__TASK DIRECTIONS__. Pull every line that holds the word "echoTimeoutAsyncWithCancelHandler" from the entries.

__DATASET EXCERPTS__.
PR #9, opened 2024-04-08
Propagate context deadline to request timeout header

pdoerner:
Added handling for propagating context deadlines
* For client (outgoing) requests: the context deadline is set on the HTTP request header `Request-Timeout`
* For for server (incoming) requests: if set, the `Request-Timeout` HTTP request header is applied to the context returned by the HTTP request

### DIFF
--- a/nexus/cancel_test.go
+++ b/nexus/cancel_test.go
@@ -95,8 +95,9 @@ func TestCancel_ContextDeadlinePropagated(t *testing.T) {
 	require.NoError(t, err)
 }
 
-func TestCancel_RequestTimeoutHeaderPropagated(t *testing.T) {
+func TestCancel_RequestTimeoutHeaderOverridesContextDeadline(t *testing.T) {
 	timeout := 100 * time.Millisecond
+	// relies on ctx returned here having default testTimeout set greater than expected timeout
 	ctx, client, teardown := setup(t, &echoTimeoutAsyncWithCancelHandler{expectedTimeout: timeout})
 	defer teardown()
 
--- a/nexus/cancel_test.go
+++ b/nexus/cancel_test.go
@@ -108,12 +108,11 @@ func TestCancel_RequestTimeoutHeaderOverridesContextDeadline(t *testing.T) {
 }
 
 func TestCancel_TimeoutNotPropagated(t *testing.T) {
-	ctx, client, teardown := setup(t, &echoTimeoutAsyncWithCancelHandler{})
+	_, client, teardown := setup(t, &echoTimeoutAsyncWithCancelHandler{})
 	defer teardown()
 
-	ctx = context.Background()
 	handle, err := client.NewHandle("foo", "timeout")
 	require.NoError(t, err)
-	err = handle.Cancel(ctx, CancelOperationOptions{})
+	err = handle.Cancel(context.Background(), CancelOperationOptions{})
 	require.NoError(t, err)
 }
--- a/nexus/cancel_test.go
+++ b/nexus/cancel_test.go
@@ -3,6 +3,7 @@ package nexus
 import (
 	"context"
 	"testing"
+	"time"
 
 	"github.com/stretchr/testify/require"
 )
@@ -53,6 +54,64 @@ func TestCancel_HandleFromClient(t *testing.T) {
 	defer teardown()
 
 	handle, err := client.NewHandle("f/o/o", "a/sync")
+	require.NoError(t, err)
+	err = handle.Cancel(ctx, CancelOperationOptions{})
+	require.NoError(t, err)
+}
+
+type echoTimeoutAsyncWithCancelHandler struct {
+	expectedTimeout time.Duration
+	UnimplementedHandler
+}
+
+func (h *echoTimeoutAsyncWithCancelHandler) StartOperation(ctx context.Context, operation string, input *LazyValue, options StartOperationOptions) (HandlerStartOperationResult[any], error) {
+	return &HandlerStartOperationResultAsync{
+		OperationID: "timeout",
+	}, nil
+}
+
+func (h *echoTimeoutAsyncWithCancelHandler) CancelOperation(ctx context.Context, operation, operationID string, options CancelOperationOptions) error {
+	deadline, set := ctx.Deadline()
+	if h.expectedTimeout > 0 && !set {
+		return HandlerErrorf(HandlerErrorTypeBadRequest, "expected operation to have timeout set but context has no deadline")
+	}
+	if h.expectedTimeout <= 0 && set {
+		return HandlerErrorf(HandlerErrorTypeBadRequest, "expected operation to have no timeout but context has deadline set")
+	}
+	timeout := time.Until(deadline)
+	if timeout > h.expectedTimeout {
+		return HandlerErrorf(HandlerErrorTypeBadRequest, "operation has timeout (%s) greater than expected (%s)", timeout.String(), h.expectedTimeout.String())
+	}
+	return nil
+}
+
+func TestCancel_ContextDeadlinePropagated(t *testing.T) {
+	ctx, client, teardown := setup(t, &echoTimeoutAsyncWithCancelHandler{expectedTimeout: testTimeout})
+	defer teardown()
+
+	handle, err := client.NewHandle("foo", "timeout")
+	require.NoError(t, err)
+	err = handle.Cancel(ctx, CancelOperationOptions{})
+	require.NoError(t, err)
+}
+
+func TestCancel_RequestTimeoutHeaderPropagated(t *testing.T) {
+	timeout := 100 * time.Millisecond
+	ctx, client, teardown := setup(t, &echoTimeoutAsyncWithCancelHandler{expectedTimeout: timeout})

__RESPONSE FOR THIS EXERCISE__.
 	ctx, client, teardown := setup(t, &echoTimeoutAsyncWithCancelHandler{expectedTimeout: timeout})
-	ctx, client, teardown := setup(t, &echoTimeoutAsyncWithCancelHandler{})
+	_, client, teardown := setup(t, &echoTimeoutAsyncWithCancelHandler{})
+type echoTimeoutAsyncWithCancelHandler struct {
+func (h *echoTimeoutAsyncWithCancelHandler) StartOperation(ctx context.Context, operation string, input *LazyValue, options StartOperationOptions) (HandlerStartOperationResult[any], error) {
+func (h *echoTimeoutAsyncWithCancelHandler) CancelOperation(ctx context.Context, operation, operationID string, options CancelOperationOptions) error {
+	ctx, client, teardown := setup(t, &echoTimeoutAsyncWithCancelHandler{expectedTimeout: testTimeout})
+	ctx, client, teardown := setup(t, &echoTimeoutAsyncWithCancelHandler{expectedTimeout: timeout})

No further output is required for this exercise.